Try it
Taking the lines below one at a time, count those with the string "commits" and give the result alone.

########################################

PR #148, opened 2018-01-09
grpc-js-core: implement getPeer

kjin:


murgatroid99:
Are you sure this is correct? I don't actually remember, but I thought that the current `getPeer` function returned information corresponding to the actual connected backend, like IP address. This is important because the server that a call is made against is not necessarily the same as the server that the channel is currently connected to.

kjin:
The implementation is solely based on the value of `getPeer()` I observed when running tests; I wasn't able to find much documentation on it. That being said, is it currently possible for the JS client to do what you described?

kjin:
I'm going to close this to prevent PR pollution... it is heavily outdated.

PR #159, opened 2018-01-22
V1.8.x upmerge

murgatroid99:


kjin:
Why is the diff so small compared to the number of commits?

murgatroid99:
Three of them are merge commits and one just changes the version number, which doesn't impact master.

Issue #161, opened 2018-01-23
Replace ArgueJS because of unsafe call of eval()?


StabbarN:
ArgueJS uses `eval()`, see https://github.com/zvictor/ArgueJS/blob/master/argue.js#L203

I'm trying to prevent any usage of eval for all dependencies in an app by setting:
```
window.eval = function() {
  throw new Error("Nope, eval not permitted");
};
```

Are you OK with replacing the usage of ArgueJS (last meaningful update was in May 2013) with something more modern and safe? For example Typescript, flow or manual type checking?
I can see that some files of yours are already converted to Typescript. 

ArgueJS is required here:
https://github.com/grpc/grpc-node/blob/master/packages/grpc-native-core/src/client.js

murgatroid99:
gRPC no longer uses ArgueJS.

PR #162, opened 2018-01-23
Replace argue.js usage with inline argument checking

### LINKED ISSUE #133: grpc@1.8.0 -- cannot read property 'name' of null
We are seeing this error with `grpc@1.8.0`. It looks like arguejs may have some difficulty resolving the argument order inside `makeUnaryRequest`. 

```
"TypeError: Cannot read property 'name' of null
    at (/srv/www/link/releases/20171219165514/node_modules/plaid-escalate client/node_modules/grpc/node_modules/arguejs/argue.js:117:46)
    at ServiceClient.Client.makeUnaryRequest (/srv/www/link/releases/20171219165514/node_modules/plaid-escalate-client/node_modules/grpc/src/client.js:507:14)
    at apply (/srv/www/link/releases/20171219165514/node_modules/plaid-escalate-client/node_modules/grpc/node_modules/lodash/lodash.js:499:17)
    at ServiceClient.wrapper (/srv/www/link/releases/20171219165514/node_modules/plaid-escalate-client/node_modules/grpc/node_modules/lodash/lodash.js:5356:16)
```

It seems like this is a known issue with `arguejs`: https://github.com/zvictor/ArgueJS/issues/23.
The "bug" is just that it does an invalid dereference before it can throw a more useful error. If you change the problem line there to print out "foobar" instead of throwing a NPE, we end up with something like this:

```node
"Error: Incompatible type signature. Expecting ( String, Function, Function, foobar, [Metadata], [Object], Function ), given ( String, Function, Function, Object, Object, Object, Function )
```

It seems like this is still an "irrecoverable error" type scenario, though.

here is how we are creating the client (typescript)

```ts
const root = new $protobufjs.Root();
root.resolvePath = (origin, target) =>
  path.resolve(PATH_TO_PROTO) + '/' + target;
root.loadSync(GRPC_SERVICE_DEFINITION', {
  keepCase: true,
});

const proto = grpc.loadObject(root, {
  enumsAsStrings: false,
  protobufjsVersion: 6,
});
```

We implement a custom promisification wrapper around the grpc prototype... at the end of the day it looks something like:

```ts
function grpcUnaryPromisifier(func: grpc.Request): any {
  // tslint:disable-next-line only-arrow-functions
  return async function promisified(
    // The argument to use
    argument: any,

    // The grpc metadata object, if undefined -- grpc will default to creation
    // of new metadata.
    metadata?: grpc.Metadata,

    // Options for this rpc
    options: grpc.CallOptions = ({} as grpc.CallOptions),
  ): P<any> {
    if (metadata == null) {
      metadata = new grpc.Metadata();
    }

    // tslint:disable no-invalid-this
    const self: EscalateClientInternal = this;
    // tslint:enable no-invalid-this

    // Populate default values into the options.
    options = R.merge({
      deadline: Date.now() + DEFAULT_TIMEOUT_MS,
    }, options);

    // do some logging, retry with exponential backoff, etc.
    try {
      const result = await P.fromCallback(cb => func.call(
            self, argument, metadata, options, cb));
    } catch (e) {
      // log and retthrow
    }

   // return the result
}
```

This all works fine and dandy with the client using `1.7.3`...

```js
     const metadata = new grpc.Metadata();

     if (typeof context.requestId === 'string') {
       metadata.set('request_id', context.requestId);
     }

     plaidGrpcService.client()
     .nameOfPromisifiedMethodAsync(requestObject, metadata, {
       deadline: plaidGrpcService.defaultDeadline(),
     })
     .then(res => {
       // business logic.
     })
```

I _initially_ thought that there was some problem because the calling service was using `grpc@1.8.0` despite the client using `grpc@1.7.3`. Since `npm` does not flatten dependencies, this should be a valid use case.

The problem first arose when we were passing a `grpc.Metadata` that was created by `1.8.0` to this client implementation using `1.7.3`. To test whether this is the problem, I tried changing both the calling service and the client to use `grpc@1.8.0` and this issue persists. With both the service and the client using `1.7.3`, there is no issue. I have not tested what happens when the client uses 1.8.0 and the service uses 1.7.3.

Based upon the error I was able to coerce out of `arguejs`, it _looks_ as if it is not recognizing that the `Object` passed in is actually a `Metadata`. Why this would be, I am not sure. Note that the version of arguejs that `grpc` uses is constant between `1.7.3` and `1.8.0`.

I looked at the diff between [v1.7.3 and v1.8.0](https://github.com/grpc/grpc-node/compare/v1.7.3...v1.8.0) and it seems fairly innocuous, so I am rather at a loss here. 

Help would be appreciated.

murgatroid99:
This fixes #133 and #161. The error messages will be a little less helpful right now, but we can improve that later and I think it's good to get the fix out now.

The dependency on argue.js was actually removed a while ago in grpc/grpc#11707, but for some reason that change never made it out of the v1.4.x branch. So this is also correcting that error.

### DIFF
--- a/packages/grpc-native-core/src/client.js
+++ b/packages/grpc-native-core/src/client.js
@@ -33,7 +33,6 @@
 'use strict';
 
 var _ = require('lodash');
-var arguejs = require('arguejs');
 
 var grpc = require('./grpc_extension');
 
@@ -500,21 +499,27 @@ exports.Client = Client;
 Client.prototype.makeUnaryRequest = function(method, serialize, deserialize,
                                              argument, metadata, options,
                                              callback) {
-  /* While the arguments are listed in the function signature, those variables
-   * are not used directly. Instead, ArgueJS processes the arguments
-   * object. This allows for simple handling of optional arguments in the
-   * middle of the argument list, and also provides type checking. */
-  var args = arguejs({method: String, serialize: Function,
-                      deserialize: Function,
-                      argument: null, metadata: [Metadata, new Metadata()],
-                      options: [Object], callback: Function}, arguments);
-  var call = getCall(this.$channel, method, args.options);
+  if (!(metadata instanceof Metadata)) {
+    callback = options;
+    options = metadata;
+    metadata = new Metadata();
+  }
+  if (options instanceof Function) {
+    callback = options;
+    options = {};
+  }
+  if (!((metadata instanceof Metadata) &&
+	(options instanceof Object) &&
+	(callback instanceof Function))) {
+    throw new Error("Argument mismatch in makeUnaryRequest");
+  }
+  var call = getCall(this.$channel, method, options);
   var emitter = new ClientUnaryCall(call);
-  metadata = args.metadata.clone();
+  metadata = metadata.clone();
   var client_batch = {};
-  var message = serialize(args.argument);
-  if (args.options) {
-    message.grpcWriteFlags = args.options.flags;
+  var message = serialize(argument);
+  if (options) {
+    message.grpcWriteFlags = options.flags;
   }
 
   client_batch[grpc.opType.SEND_INITIAL_METADATA] =
@@ -535,7 +540,7 @@ Client.prototype.makeUnaryRequest = function(method, serialize, deserialize,
     if (status.code === constants.status.OK) {
       if (err) {
         // Got a batch error, but OK status. Something went wrong
-        args.callback(err);
+        callback(err);
         return;
       } else {
         try {
@@ -554,9 +559,9 @@ Client.prototype.makeUnaryRequest = function(method, serialize, deserialize,
       error = new Error(status.details);
       error.code = status.code;
       error.metadata = status.metadata;
-      args.callback(error);
+      callback(error);
     } else {
-      args.callback(null, deserialized);
+      callback(null, deserialized);
     }
     emitter.emit('status', status);
   });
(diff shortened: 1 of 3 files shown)


ntindall:
thanks for the fix @murgatroid99 !

packages/grpc-native-core/src/client.js
```diff
@@ -500,21 +499,27 @@ exports.Client = Client;
...
+    callback = options;
+    options = metadata;
+    metadata = new Metadata();
+  }
+  if (options instanceof Function) {
+    callback = options;
+    options = {};
+  }
+  if (!((metadata instanceof Metadata) &&
+	(options instanceof Object) &&
```
allenhartwig: This causes requests to throw when `options === undefined`. If this is new, intended behavior it is a breaking change from argue.js's behavior. This caused quite the headache for me and my team, as we didn't think to look to the grpc lib originally, because we felt such a breaking change would not be in a minor version bump.

For reference, we were calling the client request as such:
```
function makeCall(rpc, message, meta, options) {
  return new Bluebird((resolve, reject) => {
    client[rpc](message, meta, options, (err, res) => {
        if (err) {
          return reject(err);
        }
        return resolve(res);
    });
  });
}
```

Giving the `options` argument a default of `= {}` resolved the issue, but I don't feel like this should be necessary.

murgatroid99: Thank you for reporting this issue. It was also reported in #178 and a fix is in #179. We will try to publish a patch release soon after that is merged.

PR #169, opened 2018-02-02
Add async_hooks integration for gRPC Server

kjin:
This change adds `async_hooks` integration when it's available (Node 8+), and aims to make almost no impact otherwise. A short explanation of which `AsyncResource` objects are created is at the top of `server.js`.

As the `async_hooks` docs are presently a little hard to digest, I'll try to summarize it here (please correct me if I am mistaken):

- Synchronous continuations in JavaScript are separated from each other by asynchronous tasks
- We sometimes want a way to establish links between these continuations, as typically a continuation "kicks off" a task that leads to another continuation:
  ```js
  /*continuation a*/
  fs.readFile('my-file', (err, contents) => { /*continuation b, caused by a*/ })
  ```
- For example, to support tracing we want to know the ancestry of each continuation to determine the amount of time spent on a single request (group by top-level parents)
- `async_hooks` gives us that information by allowing us to add hooks for:
  1. when an asynchronous task is started (`init`)
  2. when we enter the continuation that follows it (`before`)
  3. when we leave that continuation (`after`)
  4. when the asynchronous task is finished (`destroy`)
- It automatically does this for (almost) all asynchronous tasks in Node core, but modules relying on native components for asynchronous work (such as gRPC) need to implement this on their own
- It allows us to do so with the `AsyncResource` API (an `AsyncResource` is an object associated with an asynchronous task) which:
  - when constructed, emits an `init` event
  - exposes `emitBefore`, `emitAfter`, and `emitDestroy` which corresponds to the ordered list above

### DIFF
--- a/packages/grpc-native-core/src/async-hooks-integration.js
+++ b/packages/grpc-native-core/src/async-hooks-integration.js
@@ -31,16 +31,23 @@ var useAsyncHooks = semver.satisfies(process.version, '>=8');
  */
 
 if (useAsyncHooks) {
-  var asyncHooks = require('async_hooks');
-  module.exports = function createAsyncResourceWrapper(name) {
-    var resource = new asyncHooks.AsyncResource(name);
+  const asyncHooks = require('async_hooks');
+  class GrpcAsyncResource extends asyncHooks.AsyncResource {
+    constructor(name, handle) {
+      super(name);
+      this.handle = handle;
+    }
+  }
+  module.exports = function createAsyncResourceWrapper(name, handle) {
+    let resource = new GrpcAsyncResource(name, handle);
     return {
-      wrap: function(fn) {
+      wrap: (fn) => {
         return function() {
           if (resource) {
             resource.emitBefore();
+            let result;
             try {
-              var result = fn.apply(this, arguments);
+              result = fn.apply(this, arguments);
             } finally {
               resource.emitAfter();
             }
@@ -50,18 +57,20 @@ if (useAsyncHooks) {
           }
         }
       },
-      destroy: function() {
-        if (resource) {
-          resource.emitDestroy();
-          resource = null;
-        }
+      destroy: () => {
+        setImmediate(() => {
+            if (resource) {
+            resource.emitDestroy();
+            resource = null;
+          }
+        });
       }
     };
   }
 } else {
-  var noImpl = {
-    wrap: function(fn) { return fn; },
-    destroy: function() {}
+  const noImpl = {
+    wrap: fn => fn,
+    destroy: () => {}
   };
   module.exports = function createAsyncResourceWrapper() { return noImpl; }
 }
--- a/packages/grpc-native-core/src/async-hooks-integration.js
+++ b/packages/grpc-native-core/src/async-hooks-integration.js
@@ -1,0 +1,67 @@
+/**
+ * @license
+ * Copyright 2018 gRPC authors.
+ *
+ * Licensed under the Apache License, Version 2.0 (the "License");
+ * you may not use this file except in compliance with the License.
+ * You may obtain a copy of the License at
+ *
+ *     http://www.apache.org/licenses/LICENSE-2.0
+ *
+ * Unless required by applicable law or agreed to in writing, software
+ * distributed under the License is distributed on an "AS IS" BASIS,
+ * WITHOUT WARRANTIES OR CONDITIONS OF ANY KIND, either express or implied.
+ * See the License for the specific language governing permissions and
+ * limitations under the License.
+ *
+ */
+
+var semver = require('semver');
+var useAsyncHooks = semver.satisfies(process.version, '>=8');
+
+/**
+ * Assuming that async_hooks is available, this file exposes a function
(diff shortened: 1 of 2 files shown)


packages/grpc-native-core/src/async-hooks-integration.js
```diff
@@ -0,0 +1,67 @@
...
+
+if (useAsyncHooks) {
+  var asyncHooks = require('async_hooks');
+  module.exports = function createAsyncResourceWrapper(name) {
+    var resource = new asyncHooks.AsyncResource(name);
+    return {
+      wrap: function(fn) {
+        return function() {
+          if (resource) {
+            resource.emitBefore();
```
ofrobots: Note that I am changing this to be safer here: https://github.com/nodejs/node/pull/18513. But this is ought to be fine for now.

packages/grpc-native-core/src/async-hooks-integration.js
```diff
@@ -0,0 +1,67 @@
...
+            try {
+              var result = fn.apply(this, arguments);
```
ofrobots: nit: declare var at the top so that it doesn't seem to escape from the scope (even though that's how var is actually implemented).

packages/grpc-native-core/src/server.js
```diff
@@ -567,14 +576,15 @@ ServerDuplexStream.prototype.waitForCancel = waitForCancel;
  * @param {grpc.Metadata} metadata Metadata from the client
  */
 function handleUnary(call, handler, metadata) {
+  var asyncResource = createAsyncResourceWrapper('GrpcServerRequest');
```
ofrobots: As suggested by the [official docs](https://nodejs.org/dist/latest-v9.x/docs/api/async_hooks.html#async_hooks_type), it would be best to use the module name as a prefix. Something like 'grpc.ServerRequest'.

packages/grpc-native-core/src/server.js
```diff
@@ -664,22 +677,26 @@ function handleServerStreaming(call, handler, metadata) {
...
     handleError(call, error);
   });
   stream.waitForCancel();
-  handler.func(stream, function(err, value, trailer, flags) {
-    stream.terminate();
-    if (err) {
-      if (trailer) {
-        err.metadata = trailer;
+  asyncResource.wrap(function() {
+    handler.func(stream, function(err, value, trailer, flags) {
```
ofrobots: This use isn't making sense to me. `handler.func` seems to be getting executed in the same continuation as `handleClientStreaming` – it is called synchronously.

It doesn't seem logical to create an `AsyncResource` to wrap a synchronously executed function.

packages/grpc-native-core/src/server.js
```diff
@@ -702,10 +719,15 @@ function handleClientStreaming(call, handler, metadata) {
...
  */
 function handleBidiStreaming(call, handler, metadata) {
+  var asyncResource = createAsyncResourceWrapper('GrpcServerRequest');
   var stream = new ServerDuplexStream(call, metadata, handler.serialize,
                                       handler.deserialize);
+  stream.on('error', asyncResource.destroy);
+  stream.on('finish', asyncResource.destroy);
   stream.waitForCancel();
-  handler.func(stream);
+  asyncResource.wrap(function() {
```
ofrobots: likewise.

packages/grpc-native-core/src/server.js
```diff
@@ -598,8 +608,9 @@ function handleUnary(call, handler, metadata) {
       } else {
         sendUnaryResponse(call, value, handler.serialize, trailer, flags);
       }
+      asyncResource.destroy();
```
ofrobots: Can you elaborate on why it is okay that the destroy doesn't get called on all paths?

packages/grpc-native-core/src/server.js
kjin: This is to mirror what the other handler types do. I don't think there's harm in having nesting here (from the perspective of an agent listening for events with only one type of async resource, there is no concept of nesting) -- and I can't think of a good alternative without changing the behavior of the code to move the invocation `handler.func` to the next turn of the event loop. At the minimum we will definitely want a per-request `grpc.ServerRequest`-type async resource. The `grpc.Server` async resource doesn't seem strictly required at the moment but it follows the precedent set by `http`.

packages/grpc-native-core/src/server.js
kjin: It's not okay 🙃 I've added additional calls to `destroy` if the user function is never called.

packages/grpc-native-core/src/server.js
kjin: Done

packages/grpc-native-core/src/async-hooks-integration.js
kjin: Actually, changing this to `let`/`const` -- I think language-level parity with the rest of the code shouldn't be too important right now.

kjin:
Closing this for now since #234 was landed and released. I've made a note to self to check what needs to be done in the JS layer, if any.

PR #175, opened 2018-02-08
Improve module load error message when the directory does not exist

murgatroid99:
A couple of times, e.g. in grpc/grpc#6435, people have reported errors indicating that the binary module directory doesn't exist at all, which isn't communicated well. This fixes that.

### DIFF
--- a/packages/grpc-native-core/src/grpc_extension.js
+++ b/packages/grpc-native-core/src/grpc_extension.js
@@ -31,17 +31,27 @@ var binding;
 try {
   binding = require(binding_path);
 } catch (e) {
-  var fs = require('fs');
-  var searchPath = path.dirname(path.dirname(binding_path));
-  var searchName = path.basename(path.dirname(binding_path));
-  var foundNames = fs.readdirSync(searchPath);
+  let fs = require('fs');
+  let searchPath = path.dirname(path.dirname(binding_path));
+  let searchName = path.basename(path.dirname(binding_path));
+  let foundNames;
+  try {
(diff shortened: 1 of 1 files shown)


packages/grpc-native-core/src/grpc_extension.js
```diff
@@ -31,17 +31,27 @@ var binding;
...
+  let fs = require('fs');
+  let searchPath = path.dirname(path.dirname(binding_path));
+  let searchName = path.basename(path.dirname(binding_path));
+  let foundNames;
+  try {
+    foundNames = fs.readdirSync(searchPath);
+  } catch (readDirError) {
+    let message = `The gRPC binary module was not installed
+This may be fixed by running "npm rebuild"
+Original error: ${e.message}`;
```
kjin: Should this be `readDirError.message`? (And same with `e.code` below)

kjin: Also, it seems like the first two lines can fit together on a single line.

murgatroid99: No, it's supposed to be `e.message` and `e.code`, because `e` is the original error that we are trying to communicate.

Also, I just made the structure of the error message match the other error. I could merge those lines, though.

murgatroid99: OK, I merged the lines.

kjin: Right, didn't see that 🙃

PR #177, opened 2018-02-09
Fix usage of Protobuf.js Message type in TS file

### LINKED ISSUE #176: Typings issue in version 1.9.0
If I run `tsc -d` on my Typescript source I get the following message:

```bash
../../../../../grpc/index.d.ts(69,50): error TS2314: Generic type 'Message<T>' requires 1 type argument(s).                                                  
```
grpc-node version: 1.9.0
Typescript version: 2.7.1
`tsconfig.json` compiler options:

```js
"compilerOptions": {
    "target": "es6",
    "module": "commonjs",
    "moduleResolution": "node",
    "emitDecoratorMetadata": true,
    "experimentalDecorators": true,
    "allowSyntheticDefaultImports": true
  }
```

murgatroid99:
This should fix #176.

### DIFF
--- a/packages/grpc-native-core/index.d.ts
+++ b/packages/grpc-native-core/index.d.ts
@@ -66,7 +66,7 @@ declare module "grpc" {
    * - Anything else becomes the relevant reflection object that ProtoBuf.js would create
    */
   export interface GrpcObject {
-    [name: string]: GrpcObject | typeof Client | Message;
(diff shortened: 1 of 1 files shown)


murgatroid99:
The `Message` type here is a Protobuf.js type, not a general type for any kind of message that might be transmitted by gRPC. And honestly, I put `any` there because I have no idea what that type parameter means, even after reading Protobuf.js's `.d.ts` file.

PR #554, opened 2018-09-25
grpc-js-core: delay composing credentials

cjihrig:
The channel and stream credentials may change between the time a `CallCredentialsFilterFactory` is created and the time that the metadata is sent. This commit delays composing the credentials until the time metadata is sent.

For context, I observed test failures when updating from 0.2.0 to 0.3.0. No other changes were involved. After some debugging, I noticed that incorrect metadata was being sent to the server because the composed credentials were created too early. [These tests](https://github.com/cjihrig/grpc-server-js/blob/master/test/server-credentials.js#L235-L334), ported from this repo, are what began failing (as well as some tests in private repos).


murgatroid99:
I'll do a patch release. I was just waiting until your other PR was merged to avoid doing two patch releases back to back.

Issue #556, opened 2018-09-26
support of the protobuf protoset binary format?


c0b:
from konsumer/grpc-dynamic-gateway#15
and https://groups.google.com/d/msg/grpc-io/dAJz2sPwir8/TlgLny-PBgAJ nobody answered the protoset questions in this discussion thread ,

### Is your feature request related to a problem? Please describe.

google searched  grpc + nodejs + protoset  seems nothing, and searched this issues board as well, 
 no one has discussed about protoset support before;    

I see the compiled protoset binary format is a good solution to bundle many related `*.proto` files into a single one, it's pretty well supported by protoc compiler, and in Go language pkg `github.com/golang/protobuf`, and tools like grpcurl
https://github.com/fullstorydev/grpcurl#protoset-files

I hope this base library should include protoset support, for tools like the grpc-dynamic-gateway to be able to load from a single protoset binary file

### Describe the solution you'd like

the `golang/protobuf` package has good support of protoset support, I think this grpc-node should have similar support, to parse one binary protoset file only, instead of multiple plaintext `*.proto` files
https://github.com/golang/protobuf/tree/master/protoc-gen-go/descriptor

### Describe alternatives you've considered

No one discussed   grpc + nodejs + protoset before.

### Additional

make better documentation about how to use this `grpc.load` method: does it already support parameter as `{ file: p, root: include }` ??  does it already support multiple proto_path ? does it already support the protoset binary proto definition?

https://grpc.io/grpc/node/grpc.html#.load__anchor

```
<static> load
Load a gRPC object from a .proto file.
```

```console
$ protoc --help
Usage: protoc [OPTION] PROTO_FILES
Parse PROTO_FILES and generate output based on the options given:
  -IPATH, --proto_path=PATH   Specify the directory in which to search for
                              imports.  May be specified multiple times;
                              directories will be searched in order.  If not
                              given, the current working directory is used.

  -oFILE,                     Writes a FileDescriptorSet (a protocol buffer,
    --descriptor_set_out=FILE defined in descriptor.proto) containing all of
                              the input files to FILE.
```

nicolasnoble:
Sorry, but what you're describing isn't a feature request for grpc-node, but for the third party package `protobufjs`.

There's two ways of using grpc-node. One is the static codepath, which is using protoc at build time to generate service files, and one is the dynamic codepath, which is using the third-party protobufjs package under the hood, where you load your proto files at runtime.

[...]

PR #558, opened 2018-09-26
Documentation updates.

nicolasnoble:
Addresses concerns from #556.

### DIFF
--- a/packages/grpc-protobufjs/README.md
+++ b/packages/grpc-protobufjs/README.md
@@ -2,7 +2,7 @@
 
 A utility package for loading `.proto` files for use with gRPC, using the latest Protobuf.js package.
 Please refer to [protobuf.js' documentation](https://github.com/dcodeIO/protobuf.js/blob/master/README.md)
-to understands its usage and limitations.
+to understands its features and limitations.
 
 ## Installation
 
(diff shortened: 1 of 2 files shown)


packages/grpc-protobufjs/README.md
```diff
@@ -1,6 +1,8 @@
 # gRPC Protobuf Loader
 
 A utility package for loading `.proto` files for use with gRPC, using the latest Protobuf.js package.
+Please refer to [protobuf.js' documentation](https://github.com/dcodeIO/protobuf.js/blob/master/README.md)
+to understands its usage and limitations.
```
murgatroid99: I'm not sure about pointing to Protobuf.js for "usage". The usage of this library is defined in this documentation, not in the Protobuf.js documentation.

nicolasnoble: I wanted to say something of the ilk of "pros and cons", but since we don't have any comparison point, I'm not sure this idiom would be appropriate. Any suggestion ?

nicolasnoble: Its features, maybe?

murgatroid99: I think "features and limitations" would work here.

PR #561, opened 2018-09-28
grpc-js-core: make semver a prod dependency

cjihrig:
`semver` is now used in `index.ts`, meaning that it needs to be included in the `"dependencies"` section of the `package.json`, otherwise deployments that use `npm i --production` will fail.


nicolasnoble:
Whoops.

nicolasnoble:
I think this one and #560 warrant a 0.3.2.

PR #592, opened 2018-10-25
Updating head again.

nicolasnoble:
My previous attempt broke, so let's see if it reproduces.


nicolasnoble:
Okay, this was just a fluke. Good.

nicolasnoble:
Or I spoke too soon, apparently.

nicolasnoble:
Ah, I see: `ERROR: Aborting VM command due to timeout of 3600 seconds`. Our builds are now a bit too extensive. We really need to split up the builds.

PR #606, opened 2018-10-31
grpc-js-core: remove simple uses of lodash

cjihrig:
This commit removes lodash as a production dependency. It remains as a devDependency because it's used in tests, but the uses in the `src/` directory were easily replaced with vanilla JavaScript.


cjihrig:
It looks like there is a regression. I can reproduce it locally and will push up a fix.

cjihrig:
Fixed the regression.

Issue #602, opened 2018-10-30
Rename directories in `packages` directory


cjihrig:
### Is your feature request related to a problem? Please describe.
It would be nice if the directories inside of `packages` in this repo had the same names as their corresponding npm packages.

### Describe the solution you'd like
In an ideal world, I'd get rid of the monorepo completely. You could also rename the directories. I'm happy to do the work, but I suspect it would break internal tooling such as CI.

### Describe alternatives you've considered
n/a

### Additional context
n/a

nicolasnoble:
Yes, we wanted to do this for a while :-) Priorities...

cjihrig:
> Priorities...

Is this something the community can help with, or will it break a bunch of internal things?

murgatroid99:
Doing that shouldn't break anything internal, as long as any references within the repo are fixed. My main concern is that it might break external links into the repo.

PR #608, opened 2018-11-01
Rename grpc-js-core and grpc-protobufjs to match npm

cjihrig:
Fixes: https://github.com/grpc/grpc-node/issues/602 (although `grpc-tools` and `grpc-health-check` will need to be revisited if they get published on npm under the `@grpc` scope).


murgatroid99:
It looks like some references did not get changed.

########################################

Written solution
2